Stored data
PR #2686, opened 2016-10-31
Touch all ini_file files before using them

### LINKED ISSUE #2668: Ansible 2.2 bug in AWS cloud provider ini file
We are testing a new version of Ansible (ansible-2.2.0.0-0.70.rc3.el7.noarch).

In the new version of Ansible, the ini module will die if the ini file is NOT there.  According to the ini module docs, it looks like there is a new option called "create:"  However, I'm not sure if create is backwards compatible.

I see 2 options. 1) "touch" the file before it's created.  2) use "create: true"

Here is where it's bombing in the ansible code:

https://github.com/openshift/openshift-ansible/blob/master/roles/openshift_cloud_provider/tasks/aws.yml

Here is the ini module doc.  Please see the "create" statement.

http://docs.ansible.com/ansible/ini_file_module.html

sdodson:
Ansible 2.2 adds 'create' flag, however we'd like to preserve backwards
compatability.

Fixes bug 1390169
Fixes BZ1390169
Fixes #2668

### DIFF
--- a/roles/openshift_cloud_provider/tasks/aws.yml
+++ b/roles/openshift_cloud_provider/tasks/aws.yml
@@ -1,4 +1,14 @@
-- name: Create cloud config
+# Work around ini_file create option in 2.2 which defaults to no
+- name: Create cloud config file
+  file:
+    dest: "{{ openshift.common.config_base }}/cloudprovider/aws.conf"
+    state: touch
+    mode: 0660
+    owner: root
+    group: root
+    changed_when: false
+
+- name: Configure AWS cloud provider
   ini_file:
     dest: "{{ openshift.common.config_base }}/cloudprovider/aws.conf"
     section: Global
--- a/roles/openshift_loadbalancer/tasks/main.yml
+++ b/roles/openshift_loadbalancer/tasks/main.yml
@@ -10,6 +10,16 @@
     path: /etc/systemd/system/haproxy.service.d
     state: directory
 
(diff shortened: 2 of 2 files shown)


sdodson:
aos-ci-test

sdodson:
@tbielawa PTAL

roles/openshift_cloud_provider/tasks/aws.yml
```diff
@@ -1,4 +1,13 @@
-- name: Create cloud config
+# Work around ini_file create option in 2.2 which defaults to no
+- name: Create cloud config file
+  file:
+    dest: "{{ openshift.common.config_base }}/cloudprovider/aws.conf"
+    state: touch
```
tbielawa: I double checked the docs to be sure about this one

> If `touch` (new in 1.4), an empty file will be created if the path does not exist, while an existing file or directory will receive updated file access and modification times (similar to the way `touch` works from the command line).

So in effect this means our playbook will always say something `changed`. I know we have a lot of tasks that do that already, but IMHO that's misleading behavior and we should avoid it. What about adding

```yaml
- name: Create cloud config file
  ...
  changed_when: false
```

Since this is just a work-around for the missing `create` option in older versions?

sdodson: OK, sounds good.

tbielawa:
aos-ci-test

sdodson:
ci flake on something crazy

PR #2690, opened 2016-10-31
Only restart dnsmasq if the DNS servers have changed

tbielawa:
https://bugzilla.redhat.com/show_bug.cgi?id=1374170


tbielawa:
aos-ci-test

sdodson:
This will work but I was envisioning going the other way. Create the new temp file, compare it to the existing file, if there's no diff in md5sum don't do anything but remote the temp file. If the file is changed replace the existing file with the new file and restart the service. I think this has the added benefit of preserving timestamp information of the original file when nothing has changed. But you'd have to deal with what to do when the file doesn't exist already.

I'm fine with taking this as is, your call.

sdodson:
aos-ci-test

PR #2692, opened 2016-11-01
Fix iptables dependency problems.

dgoodwin:
In situations where iptables is already installed but is not the latest
version, and iptables-services is *not* installed, this task would fail
as ansible tries to install the newest services rpm, but it requires a
change to iptables version. (which is not handled gracefully) This
situation will very likely trigger on the release of 7.3, if user is still running 7.2.

Instead, switch to installing "latest" versions of each package, and
handle in two separate tasks so the iptables rpm is already latest
before we proceed to services.

Fixes #1389722

### DIFF
--- a/roles/os_firewall/tasks/firewall/iptables.yml
+++ b/roles/os_firewall/tasks/firewall/iptables.yml
@@ -24,17 +24,21 @@
   when: pkg_check.rc == 0
   ignore_errors: yes
 
-- name: Install iptables packages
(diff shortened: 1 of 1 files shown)


dgoodwin:
In bug Jason objected to the use of latest.

I discovered the problem is reproducible just with yum if you confirm the transaction, it for some reason cannot update iptables. Tempted to re-assign to RHEL but I need confirmation.

PR #2697, opened 2016-11-01
Consider lb/preconfigured hosts when verifying mixed environments

tbielawa:
* Preconfigured hosts (specifically load balancers) need to be checked
  so that the installed_hosts length assertion passes

* https://bugzilla.redhat.com/show_bug.cgi?id=1390064


tbielawa:
aos-ci-test

tbielawa:
aos-ci-test

PR #2702, opened 2016-11-02
Prevent useless master restart by reworking template for master service enf file

jkhelil:
We are running openshift-ansible every x minutes(among the reasons detecting and running openshift ansible for new nodes joining the cluster ex: preemptible vms), and for every run, master is restarting because the master service env file is changing. this is because of the lineinfile statement added after creating the template of the file,
I think in general manner, it would be good to ensure that all changes are in the template, and hence the master will restart only if needed.

### DIFF
--- a/roles/openshift_master/tasks/systemd_units.yml
+++ b/roles/openshift_master/tasks/systemd_units.yml
@@ -127,15 +127,21 @@
 
 - name: Preserve Master Proxy Config options
   command: grep PROXY /etc/sysconfig/{{ openshift.common.service_type }}-master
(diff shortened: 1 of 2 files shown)


jkhelil:
@detiber @lhuard1A PTAL

sdodson:
Thanks, I like your proposed fix. I'd like to run through it once to test it. If anyone else gets to that first feel free to approve and merge.

abutcher:
ok to test

abutcher:
aos-ci-test

PR #2707, opened 2016-11-02
Where we use curl force it to use tlsv1.2

sdodson:
curl, prior to RHEL 7.2, did not properly negotiate up the TLS protocol, so
force it to use tlsv1.2 as origin 1.4 has bumped the TLS requirement to v1.2.

See https://bugzilla.redhat.com/show_bug.cgi?id=1170339 and https://github.com/openshift/origin/issues/11702
Fixes https://bugzilla.redhat.com/show_bug.cgi?id=1390869


sdodson:
Alternatively, we could just upgrade curl but that'd quickly become another 'Check that PyYAML is installed'.

PR #2711, opened 2016-11-03
Add hawkular admin cluster role to management admin

simon3z:
cc @mwringe @detiber

### DIFF
--- a/roles/openshift_manageiq/vars/main.yml
+++ b/roles/openshift_manageiq/vars/main.yml
@@ -9,6 +9,20 @@ manageiq_cluster_role:
       verbs:
       - '*'
 
+manageiq_metrics_admin_clusterrole:
+  apiVersion: v1
+  kind: ClusterRole
+  metadata:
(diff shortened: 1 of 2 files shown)


roles/openshift_manageiq/vars/main.yml
```diff
@@ -9,6 +9,20 @@ manageiq_cluster_role:
       verbs:
       - '*'
 
+manageiq_metrics_admin_clusterrole:
```
simon3z: @mwringe @detiber not sure if this belongs here... also how do you remember to keep this in sync these with `origin-metrics`?

detiber:
@sdodson ptal

sdodson:
aos-ci-test

sdodson:
@simon3z which releases do you need this in? 3.4 and 3.3?

simon3z:
> @simon3z which releases do you need this in? 3.4 and 3.3?

@sdodson only 3.4 thanks!

PR #2937, opened 2016-12-07
Pre-pull master/node/ovs images during upgrade.

dgoodwin:
We did this for install but not upgrade, leading to situations where the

YOUR OBJECTIVE
Exactly as written, reproduce the lines of the data above from the first line through the line where "We are testing" appears.

FINAL ANSWER
PR #2686, opened 2016-10-31
Touch all ini_file files before using them

### LINKED ISSUE #2668: Ansible 2.2 bug in AWS cloud provider ini file
We are testing a new version of Ansible (ansible-2.2.0.0-0.70.rc3.el7.noarch).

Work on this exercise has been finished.